カメラバッグの肩ひもを掴み、ぐいっと力いっぱい引っ張る。
「おい、貴様」
男は振り向きつつも、驚いているというよりも、おかしそうに笑いを噛み殺していた。
「姫への質問は許していない」
悔しいことに相手の顔は酷く上にあり、見上げないといけない。
「それは失礼。ええと……君は、ジンリー姫の御付きの子かな?」
「軽々しく姫の名を呼ぶな」
「じゃあ、どう呼べばいい? 名前がないんじゃ記事に出来ない」
「姫の名を知っていい者は家族だけだ」
「でも名乗ったのはジンリー姫だよ」
「貴様……っ」
墨がカメラバッグを引っ張る手に力を込めると、男は眼鏡の奥の目をすぅっと細めた。
そして、男は、ゆっくりと囁く。
「君は野生の猫みたいだ。──君も姫によく似ているね、胸が平たい。
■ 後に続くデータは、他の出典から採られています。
Issue #192, opened 2017-10-26
ejson secret base64 encoding issue


mleklund:
Secret generation code is calling `Base64.encode(value)` which which is inserting a newline which breaks the yaml that is being fed to kubectl.

```
{
  "_public_key": "XXXXX",
  "kubernetes_secrets": {
    "mydata": {
      "_type": "Opaque",
      "data": {
        "mypassword": "mypass",
        "mypassword2": "mypass"}
    }
  }
} 
```

results in the following yaml:

```
---
kind: Secret
apiVersion: v1
type: Opaque
metadata:
  name: mydata
  labels:
    name: mydata
  namespace: production
  annotations:
    kubernetes-deploy.shopify.io/ejson-secret: 'true'
data:
  mypassword: 'bXlwYXNz

'
  mypassword2: 'bXlwYXNz

'
```

resulting in the following error:

```
Creation of kubernetes secrets from ejson failed: error from server (badrequest): error when creating "/var/folders/6g/t31p0nvn02l3236fm3v07xsr0000gn/t/mydata20171026-34510-1mbtgtg": secret in version "v1" cannot be handled as a secret: v1.secret: data: decode base64: illegal base64 data at input byte 8, parsing 56 ...xlwyxnz\n"... at {"apiversion":"v1","data":{"mypassword":"bxlwyxnz\n","mypassword2":"bxlwyxnz\n"},"kind":"secret","metadata":{"annotations":{"kubectl.kubernetes.io/last-applied-configuration":"{\"apiversion\":\"v1\",\"data\":{\"mypassword\":\"bxlwyxnz\\n\",\"mypassword2\":\"bxlwyxnz\\n\"},\"kind\":\"secret\",\"metadata\":{\"annotations\":{\"kubernetes-deploy.shopify.io/ejson-secret\":\"true\"},\"labels\":{\"name\":\"mydata\"},\"name\":\"mydata\",\"namespace\":\"production\"},\"type\":\"opaque\"}\n","kubernetes-deploy.shopify.io/ejson-secret":"true"},"labels":{"name":"mydata"},"name":"mydata","namespace":"production"},"type":"opaque"}
```

jshapiro26:
I've just run into this issue as well. Running GKE: 1.8.1-gke.0

alexcurtin:
[...]

PR #196, opened 2017-10-31
Ejson secret base64 encoding issue

alexcurtin:
This PR is to address issue https://github.com/Shopify/kubernetes-deploy/issues/192 .

As Kubernetes >= 1.8 requires the yaml to no longer have a `\n` in it, we'll need to utilize Ruby's `Base64.strict_encode64()` to encode with no new lines. @KnVerey 

```
# irb
:007 > str = "aooajsdjadad"
 => "aooajsdjadad"
 :008 > Base64.encode64(str)
 => "YW9vYWpzZGphZGFk\n"
 :009 > Base64.strict_encode64(str)
 => "YW9vYWpzZGphZGFk"
```

Docs: http://ruby-doc.org/stdlib-2.4.2/libdoc/base64/rdoc/Base64.html#method-i-strict_encode64


jshapiro26:
I've made these changes locally as well and can confirm it has resolved this [issue](https://github.com/Shopify/kubernetes-deploy/issues/192) for me.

天籟の女はみんなそうなのか?」
我慢が出来なかった。
気づいた時には、墨は目の前の男の顎に掌底を叩きこんでいた。
ぐらりと男の体が傾いで、真後ろに倒れ込む。
「おい、大丈夫か?」
「お怪我はっ」
男に駆け寄るドリューと霞の後ろ姿を見て、自分が何をしでかしたか理解する。
クリークヴァルトの一般人を、天籟の姫の付き人が暴行した……そういうことになってしまった。
手のひらに感触が残っている。
ひっくり返った男は、ぴくりとも動かなかった。